_What you have to do_. Repeat each entry exactly.

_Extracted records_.
== Segment start ==

PR #359, opened 2022-12-16
Don't throw if a VM is not running

fkorotkov:
Seems the exit code should be 0 similar to how we allow pull of a local image.

### DIFF
--- a/Sources/tart/Commands/Stop.swift
+++ b/Sources/tart/Commands/Stop.swift
@@ -19,7 +19,8 @@ struct Stop: AsyncParsableCommand {
     // Find the VM's PID
     var pid = try lock.pid()
     if pid == 0 {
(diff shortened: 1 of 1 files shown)


edigaryev:
I think this was done for a reason: https://github.com/cirruslabs/tart/pull/321.

But we could skip registering a Sentry error for exit codes other than 1, though. Somewhere around here:

https://github.com/cirruslabs/tart/blob/c3e37854c3f788ac2a3448387d8a5c87c01364a0/Sources/tart/Root.swift#L105-L107

What do you think?

fkorotkov:
We can ignore the issue on Sentry side as well but right now there is an issue that all `RuntimeError` are getting grouped together regardless of the message. We can probably fix that and then just ignore this "not running" error.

== Segment end ==

_Result below_.
PR #359, opened 2022-12-16
Don't throw if a VM is not running

fkorotkov:
Seems the exit code should be 0 similar to how we allow pull of a local image.

### DIFF
--- a/Sources/tart/Commands/Stop.swift
+++ b/Sources/tart/Commands/Stop.swift
@@ -19,7 +19,8 @@ struct Stop: AsyncParsableCommand {
     // Find the VM's PID
     var pid = try lock.pid()
     if pid == 0 {
(diff shortened: 1 of 1 files shown)


edigaryev:
I think this was done for a reason: https://github.com/cirruslabs/tart/pull/321.

But we could skip registering a Sentry error for exit codes other than 1, though. Somewhere around here:

https://github.com/cirruslabs/tart/blob/c3e37854c3f788ac2a3448387d8a5c87c01364a0/Sources/tart/Root.swift#L105-L107

What do you think?

fkorotkov:
We can ignore the issue on Sentry side as well but right now there is an issue that all `RuntimeError` are getting grouped together regardless of the message. We can probably fix that and then just ignore this "not running" error.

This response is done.